To do
Given the records below, would you repeat exactly the lines that begin at the one containing "- For example, I" and end at the one containing "WIP: Covid sde", inclusive?

Supplied entries
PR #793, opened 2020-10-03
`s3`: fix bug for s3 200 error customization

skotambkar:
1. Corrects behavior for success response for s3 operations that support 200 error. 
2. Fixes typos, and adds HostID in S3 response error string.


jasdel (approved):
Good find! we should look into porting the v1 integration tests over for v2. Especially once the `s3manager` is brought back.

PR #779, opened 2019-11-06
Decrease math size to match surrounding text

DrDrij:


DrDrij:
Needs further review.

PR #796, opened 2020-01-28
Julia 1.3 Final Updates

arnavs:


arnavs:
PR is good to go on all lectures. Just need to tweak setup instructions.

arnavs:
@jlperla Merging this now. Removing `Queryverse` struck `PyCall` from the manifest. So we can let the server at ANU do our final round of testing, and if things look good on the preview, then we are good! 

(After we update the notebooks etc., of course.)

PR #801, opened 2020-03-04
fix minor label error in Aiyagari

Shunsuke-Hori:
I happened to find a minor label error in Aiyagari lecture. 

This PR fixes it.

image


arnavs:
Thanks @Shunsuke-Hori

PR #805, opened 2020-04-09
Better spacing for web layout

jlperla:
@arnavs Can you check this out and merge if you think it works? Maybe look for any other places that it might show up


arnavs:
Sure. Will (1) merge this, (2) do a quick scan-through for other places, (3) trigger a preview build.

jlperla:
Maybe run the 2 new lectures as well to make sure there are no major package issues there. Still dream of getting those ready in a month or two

==

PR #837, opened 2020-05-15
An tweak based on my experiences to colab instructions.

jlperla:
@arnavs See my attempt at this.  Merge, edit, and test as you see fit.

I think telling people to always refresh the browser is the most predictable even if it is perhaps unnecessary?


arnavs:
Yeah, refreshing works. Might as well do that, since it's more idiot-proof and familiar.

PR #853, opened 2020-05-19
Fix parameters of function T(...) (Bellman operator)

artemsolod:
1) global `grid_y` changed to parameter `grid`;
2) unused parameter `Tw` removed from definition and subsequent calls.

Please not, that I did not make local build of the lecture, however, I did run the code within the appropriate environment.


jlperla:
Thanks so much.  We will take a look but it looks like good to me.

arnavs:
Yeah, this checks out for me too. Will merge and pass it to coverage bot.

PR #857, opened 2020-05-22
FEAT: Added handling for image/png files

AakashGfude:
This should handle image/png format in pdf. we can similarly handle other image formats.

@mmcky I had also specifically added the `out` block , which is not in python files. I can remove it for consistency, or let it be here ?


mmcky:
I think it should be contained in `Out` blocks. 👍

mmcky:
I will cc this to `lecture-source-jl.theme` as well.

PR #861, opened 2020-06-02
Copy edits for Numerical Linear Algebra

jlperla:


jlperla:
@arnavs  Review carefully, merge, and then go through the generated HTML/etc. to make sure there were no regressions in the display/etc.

* * *

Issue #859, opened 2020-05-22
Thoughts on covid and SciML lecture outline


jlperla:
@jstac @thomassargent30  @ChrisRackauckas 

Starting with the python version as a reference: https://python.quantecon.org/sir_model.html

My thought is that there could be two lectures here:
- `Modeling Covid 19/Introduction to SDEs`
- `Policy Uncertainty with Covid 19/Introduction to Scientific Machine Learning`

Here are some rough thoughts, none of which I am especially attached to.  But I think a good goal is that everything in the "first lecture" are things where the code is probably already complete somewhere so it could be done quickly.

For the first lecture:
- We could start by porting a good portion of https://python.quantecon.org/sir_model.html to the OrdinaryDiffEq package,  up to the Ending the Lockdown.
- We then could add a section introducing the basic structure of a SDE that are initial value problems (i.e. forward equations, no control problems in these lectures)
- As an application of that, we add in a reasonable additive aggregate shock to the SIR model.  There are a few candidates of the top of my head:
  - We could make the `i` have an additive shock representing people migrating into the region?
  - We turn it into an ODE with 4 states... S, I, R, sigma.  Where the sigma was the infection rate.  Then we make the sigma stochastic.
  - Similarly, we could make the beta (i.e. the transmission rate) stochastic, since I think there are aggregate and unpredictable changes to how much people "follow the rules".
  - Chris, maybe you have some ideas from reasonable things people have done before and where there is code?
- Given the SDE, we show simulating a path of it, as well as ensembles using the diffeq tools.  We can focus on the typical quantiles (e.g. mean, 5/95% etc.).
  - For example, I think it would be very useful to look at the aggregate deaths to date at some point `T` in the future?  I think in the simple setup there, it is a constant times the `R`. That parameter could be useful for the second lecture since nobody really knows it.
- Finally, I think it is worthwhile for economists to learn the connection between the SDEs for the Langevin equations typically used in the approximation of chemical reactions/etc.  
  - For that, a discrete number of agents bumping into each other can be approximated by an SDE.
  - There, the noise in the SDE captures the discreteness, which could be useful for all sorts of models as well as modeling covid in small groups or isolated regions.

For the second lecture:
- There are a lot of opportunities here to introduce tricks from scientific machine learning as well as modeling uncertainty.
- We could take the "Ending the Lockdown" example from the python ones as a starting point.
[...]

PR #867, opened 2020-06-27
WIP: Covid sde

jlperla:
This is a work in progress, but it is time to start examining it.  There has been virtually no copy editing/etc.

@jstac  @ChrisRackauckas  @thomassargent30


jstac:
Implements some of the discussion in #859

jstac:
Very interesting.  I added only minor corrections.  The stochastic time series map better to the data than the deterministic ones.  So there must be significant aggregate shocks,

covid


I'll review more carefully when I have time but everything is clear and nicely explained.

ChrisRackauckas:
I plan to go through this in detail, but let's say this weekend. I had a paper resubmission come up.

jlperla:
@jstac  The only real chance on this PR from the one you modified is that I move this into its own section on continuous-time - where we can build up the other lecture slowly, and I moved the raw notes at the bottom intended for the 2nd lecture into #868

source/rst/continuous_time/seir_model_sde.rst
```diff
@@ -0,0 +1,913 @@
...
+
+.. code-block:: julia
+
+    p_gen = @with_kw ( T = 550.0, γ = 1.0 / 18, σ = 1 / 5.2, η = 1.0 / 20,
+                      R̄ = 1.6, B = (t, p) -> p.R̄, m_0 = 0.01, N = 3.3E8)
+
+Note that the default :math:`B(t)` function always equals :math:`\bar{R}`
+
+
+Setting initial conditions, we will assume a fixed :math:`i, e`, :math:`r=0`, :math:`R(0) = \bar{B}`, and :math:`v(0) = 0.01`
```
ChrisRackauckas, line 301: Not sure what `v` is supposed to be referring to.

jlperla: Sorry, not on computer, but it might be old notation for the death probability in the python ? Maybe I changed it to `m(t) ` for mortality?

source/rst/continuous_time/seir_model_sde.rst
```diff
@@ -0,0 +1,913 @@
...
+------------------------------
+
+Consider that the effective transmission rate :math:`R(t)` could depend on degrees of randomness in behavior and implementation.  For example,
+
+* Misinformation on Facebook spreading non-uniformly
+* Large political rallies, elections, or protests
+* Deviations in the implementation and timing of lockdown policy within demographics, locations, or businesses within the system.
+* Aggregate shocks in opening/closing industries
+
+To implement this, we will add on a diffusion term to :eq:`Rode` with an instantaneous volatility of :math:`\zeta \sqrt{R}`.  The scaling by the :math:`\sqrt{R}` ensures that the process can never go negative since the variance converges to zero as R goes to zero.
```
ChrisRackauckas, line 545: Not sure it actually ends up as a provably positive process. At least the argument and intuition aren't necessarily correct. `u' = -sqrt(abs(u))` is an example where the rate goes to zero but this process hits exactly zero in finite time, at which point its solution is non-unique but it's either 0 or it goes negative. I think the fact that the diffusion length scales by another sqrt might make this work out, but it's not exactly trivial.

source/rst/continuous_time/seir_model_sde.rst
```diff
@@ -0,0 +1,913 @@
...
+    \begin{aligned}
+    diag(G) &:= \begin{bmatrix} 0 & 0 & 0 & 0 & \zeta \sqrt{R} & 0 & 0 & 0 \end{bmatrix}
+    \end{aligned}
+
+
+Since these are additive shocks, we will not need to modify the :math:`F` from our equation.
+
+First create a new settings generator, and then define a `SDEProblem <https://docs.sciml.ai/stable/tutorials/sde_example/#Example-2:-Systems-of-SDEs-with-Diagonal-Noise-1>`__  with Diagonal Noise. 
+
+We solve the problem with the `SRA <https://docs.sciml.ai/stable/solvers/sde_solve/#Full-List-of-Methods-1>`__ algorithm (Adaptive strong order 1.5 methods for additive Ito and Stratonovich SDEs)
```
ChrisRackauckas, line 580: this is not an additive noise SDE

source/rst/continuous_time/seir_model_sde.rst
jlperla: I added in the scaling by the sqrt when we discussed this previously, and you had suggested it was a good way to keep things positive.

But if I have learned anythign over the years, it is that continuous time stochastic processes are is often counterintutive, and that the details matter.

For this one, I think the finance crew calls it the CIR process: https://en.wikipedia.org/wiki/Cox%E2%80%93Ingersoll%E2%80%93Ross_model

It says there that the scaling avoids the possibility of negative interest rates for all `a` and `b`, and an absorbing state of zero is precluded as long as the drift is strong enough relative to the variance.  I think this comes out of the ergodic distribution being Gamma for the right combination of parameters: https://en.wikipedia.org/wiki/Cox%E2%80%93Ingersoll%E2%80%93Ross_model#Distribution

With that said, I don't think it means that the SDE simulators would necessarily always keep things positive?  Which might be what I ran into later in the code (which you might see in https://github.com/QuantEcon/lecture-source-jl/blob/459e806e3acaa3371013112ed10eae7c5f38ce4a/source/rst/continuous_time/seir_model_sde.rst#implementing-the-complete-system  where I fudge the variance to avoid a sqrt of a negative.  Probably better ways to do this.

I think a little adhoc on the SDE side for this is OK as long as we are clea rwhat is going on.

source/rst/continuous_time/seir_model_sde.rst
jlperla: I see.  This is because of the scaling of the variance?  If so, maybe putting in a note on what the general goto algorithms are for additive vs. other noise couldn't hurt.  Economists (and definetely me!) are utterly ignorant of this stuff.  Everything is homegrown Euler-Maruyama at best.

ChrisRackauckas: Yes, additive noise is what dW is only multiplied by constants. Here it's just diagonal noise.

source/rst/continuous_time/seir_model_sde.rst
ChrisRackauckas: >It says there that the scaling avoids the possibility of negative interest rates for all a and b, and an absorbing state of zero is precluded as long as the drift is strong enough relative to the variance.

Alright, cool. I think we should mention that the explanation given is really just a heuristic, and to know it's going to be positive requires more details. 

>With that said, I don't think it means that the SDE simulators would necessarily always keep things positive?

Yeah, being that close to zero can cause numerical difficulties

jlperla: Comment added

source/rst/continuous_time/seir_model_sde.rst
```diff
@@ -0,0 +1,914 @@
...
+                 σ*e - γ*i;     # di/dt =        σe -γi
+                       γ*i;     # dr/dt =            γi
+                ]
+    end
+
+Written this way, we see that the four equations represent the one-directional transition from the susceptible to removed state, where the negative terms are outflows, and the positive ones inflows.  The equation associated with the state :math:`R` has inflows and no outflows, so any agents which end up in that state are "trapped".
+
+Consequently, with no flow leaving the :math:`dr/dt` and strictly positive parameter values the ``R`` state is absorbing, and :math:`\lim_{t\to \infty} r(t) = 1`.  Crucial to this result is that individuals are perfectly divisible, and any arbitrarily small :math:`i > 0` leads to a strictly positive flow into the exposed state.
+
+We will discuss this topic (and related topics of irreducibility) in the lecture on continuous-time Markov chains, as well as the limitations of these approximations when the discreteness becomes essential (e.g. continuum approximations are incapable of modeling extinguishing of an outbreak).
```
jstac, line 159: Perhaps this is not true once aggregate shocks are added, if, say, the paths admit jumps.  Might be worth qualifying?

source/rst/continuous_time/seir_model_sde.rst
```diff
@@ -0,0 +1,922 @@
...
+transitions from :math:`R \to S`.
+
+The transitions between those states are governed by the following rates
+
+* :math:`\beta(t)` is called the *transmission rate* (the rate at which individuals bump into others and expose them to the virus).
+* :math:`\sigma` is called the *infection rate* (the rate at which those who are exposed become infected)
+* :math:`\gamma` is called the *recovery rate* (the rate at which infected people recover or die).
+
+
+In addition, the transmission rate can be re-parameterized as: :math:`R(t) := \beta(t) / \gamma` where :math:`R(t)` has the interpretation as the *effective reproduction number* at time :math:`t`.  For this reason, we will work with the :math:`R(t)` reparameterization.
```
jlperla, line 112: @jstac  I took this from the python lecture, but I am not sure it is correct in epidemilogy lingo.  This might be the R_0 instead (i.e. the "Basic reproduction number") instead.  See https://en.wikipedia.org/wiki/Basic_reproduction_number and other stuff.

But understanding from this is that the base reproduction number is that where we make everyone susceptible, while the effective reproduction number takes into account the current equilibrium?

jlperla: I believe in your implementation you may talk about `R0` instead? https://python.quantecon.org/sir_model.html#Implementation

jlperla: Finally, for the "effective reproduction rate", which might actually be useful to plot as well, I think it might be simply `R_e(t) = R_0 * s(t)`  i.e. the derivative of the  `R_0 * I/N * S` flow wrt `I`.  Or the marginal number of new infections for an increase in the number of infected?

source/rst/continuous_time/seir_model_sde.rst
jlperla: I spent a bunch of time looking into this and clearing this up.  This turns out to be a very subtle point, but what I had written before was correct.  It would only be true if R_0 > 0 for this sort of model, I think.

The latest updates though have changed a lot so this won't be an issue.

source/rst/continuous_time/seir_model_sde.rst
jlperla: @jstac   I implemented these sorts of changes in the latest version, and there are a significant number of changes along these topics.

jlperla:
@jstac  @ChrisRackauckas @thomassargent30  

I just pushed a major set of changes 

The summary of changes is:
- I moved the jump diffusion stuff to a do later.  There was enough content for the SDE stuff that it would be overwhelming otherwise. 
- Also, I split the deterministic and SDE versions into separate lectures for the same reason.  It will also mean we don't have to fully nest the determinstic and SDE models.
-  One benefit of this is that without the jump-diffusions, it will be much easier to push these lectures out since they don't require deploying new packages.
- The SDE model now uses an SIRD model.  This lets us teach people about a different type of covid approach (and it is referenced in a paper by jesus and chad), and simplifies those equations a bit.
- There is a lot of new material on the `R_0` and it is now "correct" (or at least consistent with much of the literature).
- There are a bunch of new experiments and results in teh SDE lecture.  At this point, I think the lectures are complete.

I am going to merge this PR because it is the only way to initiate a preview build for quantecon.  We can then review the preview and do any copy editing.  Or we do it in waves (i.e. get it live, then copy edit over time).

Task answer
  - For example, I think it would be very useful to look at the aggregate deaths to date at some point `T` in the future?  I think in the simple setup there, it is a constant times the `R`. That parameter could be useful for the second lecture since nobody really knows it.
- Finally, I think it is worthwhile for economists to learn the connection between the SDEs for the Langevin equations typically used in the approximation of chemical reactions/etc.  
  - For that, a discrete number of agents bumping into each other can be approximated by an SDE.
  - There, the noise in the SDE captures the discreteness, which could be useful for all sorts of models as well as modeling covid in small groups or isolated regions.

For the second lecture:
- There are a lot of opportunities here to introduce tricks from scientific machine learning as well as modeling uncertainty.
- We could take the "Ending the Lockdown" example from the python ones as a starting point.
[...]

PR #867, opened 2020-06-27
WIP: Covid sde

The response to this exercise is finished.